▶ YOUR ASSIGNMENT
Look through the records, and whenever a line includes the word "another", copy it.

⁂

PR #1039, opened 2026-05-05
chore: port wave CI to push to internal ECR SEC-1395

ShahzebMahmood:
## Summary
- ported wave CI to push to the new internal ECR alongside the legacy one
- tag-and-push.sh switched from jib (push) to jibDockerBuild (local) so the workflow handles all pushes
- legacy pushes (wave/app and nf-tower-enterprise/wave) preserved on [release] commits; new internal pushes go to internal/seqeralabs/wave/app and platform/wave

PR #1046, opened 2026-05-19
fix: port wave CI release flow with non-enterprise jibRepo fix SEC-1395

ShahzebMahmood:
re-applies #1039 (reverted in 7ad68e94) with the bug fix that caused the revert.

**what broke**: the non-enterprise gradle call was missing -PjibRepo, so JIB tagged the image as `wave/app:$version` (no v prefix) but the script then tried `docker tag wave/app:$TAG server:$TAG` where $TAG is `v$version`. mismatch, release run 25995019680 died.

**fix**: per @bebosudo's suggestions, build the image once with a generic name (`wave/server:$TAG`) and let the workflow handle ECR retagging/pushing. dropped the internal ECR push since wave doesn't need internal images.

gating uses paolo's detect-release output from ff8c7af80.

SEC-1395


ShahzebMahmood:
@claude

tag-and-push.sh
```diff
@@ -42,10 +42,15 @@ if [[ $RELEASE ]]; then
...
-  ./gradlew -PjibRepo=195996028523.dkr.ecr.eu-west-1.amazonaws.com/nf-tower-enterprise/wave:$TAG jib
+  # Build images locally (jibDockerBuild loads to the local docker daemon).
+  # Push happens from the workflow so we can also push to the new internal/enterprise ECR repos.
+  echo "Building non-enterprise image $TAG"
+  ./gradlew -PjibRepo=195996028523.dkr.ecr.eu-west-1.amazonaws.com/wave/app:$TAG jibDockerBuild
+  docker tag 195996028523.dkr.ecr.eu-west-1.amazonaws.com/wave/app:$TAG server:$TAG
+
+  echo "Building enterprise image $TAG"
+  ./gradlew -PjibRepo=195996028523.dkr.ecr.eu-west-1.amazonaws.com/nf-tower-enterprise/wave:$TAG jibDockerBuild
+  docker tag 195996028523.dkr.ecr.eu-west-1.amazonaws.com/nf-tower-enterprise/wave:$TAG wave/server:$TAG
```
bebosudo: We can skip the push to the internal repo since the wave application doesn't seem to use it, probably because it's public.

We could just name the image `wave/server:$TAG` and perform the retagging later for the legacy ECR in a separate step inside the GHA, so when we'll clean up the legacy ECR we won't need to edit the tag-and-push script again

```suggestion
  ./gradlew -PjibRepo=wave/server:$TAG jibDockerBuild
```

.github/workflows/build.yml
```diff
@@ -116,6 +119,131 @@ jobs:
...
+          username: ${{ secrets.TOWER_CI_AWS_ACCESS }}
+          password: ${{ secrets.TOWER_CI_AWS_SECRET }}
+        env:
+          AWS_REGION: eu-west-1
+
+      - name: Push images to legacy ECR
+        if: "steps.detect-release.outputs.is_release == 'true'"
+        run: |
+          TAG="${{ steps.release.outputs.version }}"
+          docker push 195996028523.dkr.ecr.eu-west-1.amazonaws.com/wave/app:$TAG
```
bebosudo:
```suggestion
          docker tag wave/server:$TAG 195996028523.dkr.ecr.eu-west-1.amazonaws.com/wave/app:$TAG
          docker tag wave/server:$TAG 195996028523.dkr.ecr.eu-west-1.amazonaws.com/nf-tower-enterprise/wave:$TAG
          docker push 195996028523.dkr.ecr.eu-west-1.amazonaws.com/wave/app:$TAG
```

Do we even need to keep pushing to the `/wave/app` repo on the legacy ECR since it's the same image we push to the enterprise repo?

.github/workflows/build.yml
```diff
@@ -116,6 +119,131 @@ jobs:
...
+
+      - name: Push image to internal registry
+        if: "steps.detect-release.outputs.is_release == 'true'"
+        shell: bash
+        run: |
+          LOCAL=server:${{ steps.release.outputs.version }}
+          REMOTE="${{ steps.login-ecr-internal.outputs.registry }}/internal/${{ github.repository }}/${LOCAL}"
+          docker tag "$LOCAL" "$REMOTE"
+          docker push "$REMOTE"
+
```
bebosudo:
```suggestion
```

this can go, wave doesn't need internal images

bebosudo (commented):
Some suggestions

bebosudo (approved):
LGTM
Could you check with the team if we could stop pushing to the `wave/app` legacy repo, since it should contain the same exact images as the enterprise repo?
Internally we're using it for our installations, but we could point our apps to the enterprise repo. We could then remove that in a follow up PR

.github/workflows/build.yml
ShahzebMahmood: @pditommaso @munishchouhan do we still need to push to the /wave/app repo on the legacy ECR, since it's the same image we push to the enterprise repo? happy to drop it if no one's pulling from /wave/app anymore.

pditommaso: I'm lost with these changes. What's supposed to be the legacy ecr ?

ShahzebMahmood: The legacy ECR is `195996028523.dkr.ecr.eu-west-1.amazonaws.com`, where we've historically pushed wave images to `/wave/app` and `/nf-tower-enterprise/wave`. 

We're moving images to the new central ECR `232933512461.dkr.ecr.eu-west-2.amazonaws.com` in eu-west-2 going forward, so trying to figure out if `/wave/app` on the legacy one is still being pulled by anything or if we can drop it

munishchouhan: then first we need to change the repo in wave manifest
https://github.com/seqeralabs/platform-deployment/blob/master/applications/wave/environments/tower-prod/kustomization.yaml

bebosudo: let's get this PR merged so we start pushing images to the new ECR and make the app use them, then we can open a new PR to stop pushing to the `wave/app` repo on the legacy ECR

pditommaso (changes requested):
The rationale of the tag-and-push.sh script is making possible to test the logic without outside Github action. 

In this form makes no sense any more: either 1) remove it completely, 2) implement the full logic into the bash script

ShahzebMahmood:
> The rationale of the tag-and-push.sh script is making possible to test the logic without outside Github action.
> 
> In this form makes no sense any more: either 1) remove it completely, 2) implement the full logic into the bash script

@pditommaso sounds good, in c2279c64. moved the docker tag/push for both ECRs out of build.yml and back into tag-and-push.sh so the full publish flow lives in the script and can be run locally with docker login to both registries.

pditommaso:
Nice, have tried to validate locally, so we are sure it's not breaking next release?

ShahzebMahmood:
ran it locally,  jibDockerBuild with -PjibRepo=wave/server:vTEST builds and loads the image into local docker as `wave/server:vTEST` docker tag for all 3 ECR targets `legacy wave/app, legacy nf-tower-enterprise/wave`, central wave/server) all resolve to the same digest. skipped the actual docker push to keep ECR clean.

the GHA-only parts OIDC + AssumeRole + unset AWS_SESSION_TOKEN before publish.sh can't be exercised outside CI so those will only get verified on the next release run.

image

pditommaso:
Let's make a fake release changing the VERSION to `1.33.6-TEST` and pushing the commit with `[release]` to validate the flow end to end 

https://github.com/seqeralabs/wave/blob/master/VERSION

.github/workflows/build.yml
bebosudo, line 27:
```suggestion
    if: "github.event_name == 'push' || github.repository != github.event.pull_request.head.repo.full_name"
```

[`github.event` is an object](https://docs.github.com/en/actions/reference/workflows-and-actions/contexts#github-context) so it'll never evaluate to the string `push`, so the first condition of the check will never pass.
The second condition of the check is also misleading, but I'll open a separate PR for that

.github/workflows/build.yml
```diff
@@ -98,12 +99,40 @@ jobs:
...
+        with:
+          registry: 195996028523.dkr.ecr.eu-west-1.amazonaws.com
+          username: ${{ secrets.TOWER_CI_AWS_ACCESS }}
+          password: ${{ secrets.TOWER_CI_AWS_SECRET }}
+        env:
+          AWS_REGION: eu-west-1
+
+      - name: Configure AWS credentials for platform pusher
+        if: "steps.detect-release.outputs.is_release == 'true'"
+        uses: aws-actions/configure-aws-credentials@ec61189d14ec14c8efccab744f656cffd0e33f37 # ratchet:aws-actions/configure-aws-credentials@v6.1.0
```
bebosudo: Could you give it another pass with ratchet? there have been a few newer releases

bebosudo (commented):
I'd prefer to move away from the `tag-and-push` script, and only keep the build and push logic inside GHA

ShahzebMahmood:
Hey @bebosudo, did what you said. Pulled tag-and-push into the workflow and kept publish.sh for maven. Ran ratchet over the workflow too, all action pins are clean.

Two bugs on the original PR:
1. Role ARN was platform-ecr-pusher which only trusts platform+groundswell, not wave. Swapped to wave-ecr-pusher.
2. wave-ecr-pusher only trusts master so I temp added the branch to its trust to test.

v1.33.6-TEST3 just went green. Same digest pushed to wave/app + nf-tower-enterprise/wave in legacy ECR and wave/server in central.

VERSION needs bumping back before merge.

.github/workflows/build.yml
bebosudo: I see release v6.1.2 is out with a few fixes

VERSION
```diff
@@ -1 +1 @@
-1.33.6
+1.33.6-TEST3
```
bebosudo:
```suggestion
1.33.6
```
let's revert

bebosudo (approved):
LGTM, but I think `ratchet upgrade` should find some newer releases

ShahzebMahmood:
Hey @pditommaso, ready for another look after your feedback.

Worked through this with Alberto. The OIDC role for the new central ECR can only be assumed in CI, not locally, so we moved build + push into the workflow instead of keeping them in tag-and-push.sh. Tested end-to-end with v1.33.6-TEST3, same digest landed in wave/app, nf-tower-enterprise/wave (legacy) and wave/server (central). VERSION back to 1.33.6, ratchet upgrade on the action pins too.

pditommaso (approved):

⁂

▶ ANSWER BOX
bebosudo: Could you give it another pass with ratchet? there have been a few newer releases
Hey @pditommaso, ready for another look after your feedback.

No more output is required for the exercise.